Olá amigo tudo bom ? Vou retirar ela da torre para testar no chão, porém não acredito que seja pelo comprimento do cabo estamos usando 40m com cabo blindado hercules e estamos usando font da volt de 24v por 7a justamente para poder enviar a energia melhor. De todos os rádios lá em cima somente esse está reiniciando.

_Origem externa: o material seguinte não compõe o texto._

PR #1668, opened 2025-07-11
Fixes spelling errors

jacobslusser:
_See #1269 for some relevant discussion_

### List of changes
- Adds `exclusion.dic` file for spellchecker words to ignore
- Updates `.editorconfig(s)` to configure VS spellchecker for the library and unit test projects
- Fixes numerous misspelled words in comments, private members, and public members of test projects
> NOTE: There is a misspelling of the `ErrorOccured` event in the `Session` class intentionally left unchanged because it is public-facing. Where we subscribe to that event via `Session_ErrorOccurred`, those instances are all private/internal and hence have been corrected.

### Testing
All existing unit tests continue to pass.

### Impact Analysis
None. **No functional changes or public-facing APIs have been changed.**


CONTRIBUTING.md
```diff
@@ -18,7 +18,7 @@ The library has a test project for unit tests and a test project for integration
 
 Code coverage information can be generated for all test projects at once or for individual test projects. From the root of the repository or from the individual test project directory, run `dotnet test --collect:"XPlat Code Coverage"`.
 
-The coverage information can be visualised using e.g. [ReportGenerator](https://reportgenerator.io/). Install the ReportGenerator dotnet tool with `dotnet tool update -g dotnet-reportgenerator-globaltool` and then run
```
Rob-Hague: This is correct in British English. Is it easy to allow British/real English spelling?

jacobslusser: I've updated the `.editorconfig` to allow both `en-US` and `en-GB`. In my testing that stopped my IDE from flagging these words as misspelled. BTW, I also had to install the UK language pack in Windows; for anyone else who is planning on reviewing spelling, make sure you have done the same.

I've reverted this and similar words back to the King's English. 

Finally, the VS spellchecker leaves a lot to be desired. I don't want to give the impression that this PR is any way enabling it as part of our tooling, it's already part of the IDE. I just used it for the purposes of fixing these spelling errors and configured it for anyone else go forward.

Rob-Hague: Ok, thanks for the info, I didn't consider that it would need a language pack

exclusion.dic
Rob-Hague, line 1: this is showing as a binary file, does it need an entry in .gitattributes?

Rob-Hague: the file was encoded as UTF-16 LE BOM which git didn't like

src/Renci.SshNet/.editorconfig
```diff
@@ -1,4 +1,7 @@
 ﻿[*.cs]
+spelling_languages = en-us,en-gb
+spelling_exclusion_path = ../exclusion.dic
```
Rob-Hague, line 3: the file this is pointing to has only 2 words, both already included in the top-level file. Is it an artifact of earlier changes?

```suggestion
spelling_exclusion_path = ../../exclusion.dic
```

src/exclusion.dic
Rob-Hague, line 1: this is the (redundant?) file I am talking about

Rob-Hague (approved):

exclusion.dic
jacobslusser: When I was struggling to get `en-GB` to work, one of the troubleshooting suggestions said that the `exclusion.dic` file needed to be UTF-16 LE BOM encoded, hence why I made the change. In the end, I think what resolved my issue was installing the necessary language packs in Windows so I think it is safe to revert this back to UTF8 as you did.

src/exclusion.dic
jacobslusser: Another behavior (bug) in Visual Studio spellchecker. There were some times when it would honor the `exclusion.dic` file in the root and other times when it would only honor the one in the immediate same folder as the project/`.editorconfig`. From your fix, its possible I had my path wrong. Either way, I got tired of troubleshooting MS/VS issues and in the end tried to focus on the point of the PR which was to fix a few spelling errors, not necessarily build a spellchecking tool pipeline.

Rob-Hague: sure, thanks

Vou baixar ele, fazer teste no cabo e se for o caso trocar por um MPT 100% cobre com mesma metragem. Porém não acredito que seja o cabo :/

Numa torre ao lado dessa estamos usando também 4 APC-5M-90+ e 1 APC-5M+ com cabos de 50metros hercules e não reiniciam de jeito nenhum. A única diferença é a fonte que é uma maxonline de 24v por 20a da volt.

----------


## Suporte Intelbras

> Olá amigo tudo bom ? Vou retirar ela da torre para testar no chão, porém não acredito que seja pelo comprimento do cabo estamos usando 40m com cabo blindado hercules e estamos usando font da volt de 24v por 7a justamente para poder enviar a energia melhor. De todos os rádios lá em cima somente esse está reiniciando.
> 
> Vou baixar ele, fazer teste no cabo e se for o caso trocar por um MPT 100% cobre com mesma metragem. Porém não acredito que seja o cabo :/
> 
> Numa torre ao lado dessa estamos usando também 4 APC-5M-90+ e 1 APC-5M+ com cabos de 50metros hercules e não reiniciam de jeito nenhum. A única diferença é a fonte que é uma maxonline de 24v por 20a da volt.


Boa tarde NielsonPadilha,

Já solicitamos o contato da nossa equipe técnica, aguarde em horário comercial que nós entraremos em contato. De antemão solicitamos que você mantena o equipamento instalado para que possamos realizar testes com o seu equipamento.

Att,
Equipe Intelbras

----------


## NielsonPadilha

> Boa tarde NielsonPadilha,
> 
> Já solicitamos o contato da nossa equipe técnica, aguarde em horário comercial que nós entraremos em contato. De antemão solicitamos que você mantena o equipamento instalado para que possamos realizar testes com o seu equipamento.
> 
> Att,
> Equipe Intelbras


Tudo bem. Vou deixar na torre ainda. Aguardo contato obrigado mais uma vez

----------


## Suporte Intelbras

> Tudo bem. Vou deixar na torre ainda. Aguardo contato obrigado mais uma vez


De nada NielsonPadilha, sempre que precisar, conte conosco.

Att,
Equipe Intelbras

----------


## NielsonPadilha

Nesse momento o apc 5m+ não está mais respondendo ping, nem abrindo a página.

----------


## FMANDU

@*NielsonPadilha* vejo que você é um super fa da intelbras. Em relação ao seu caso, muito provável ser problema no apc, mas como você ja abriu a carcaça, ja perdeu a garantia.

----------


## NielsonPadilha

Fotos da torre e antenas lá em cima



Cliente APC-5M-18+ que está conectado nessa torre


Obs: Esse radio no cliente não foi feito alinhamento fino, como ele estava conectado na outra torre que fica praticamente na mesma direção, só conectamos para ver o sinal como ficava.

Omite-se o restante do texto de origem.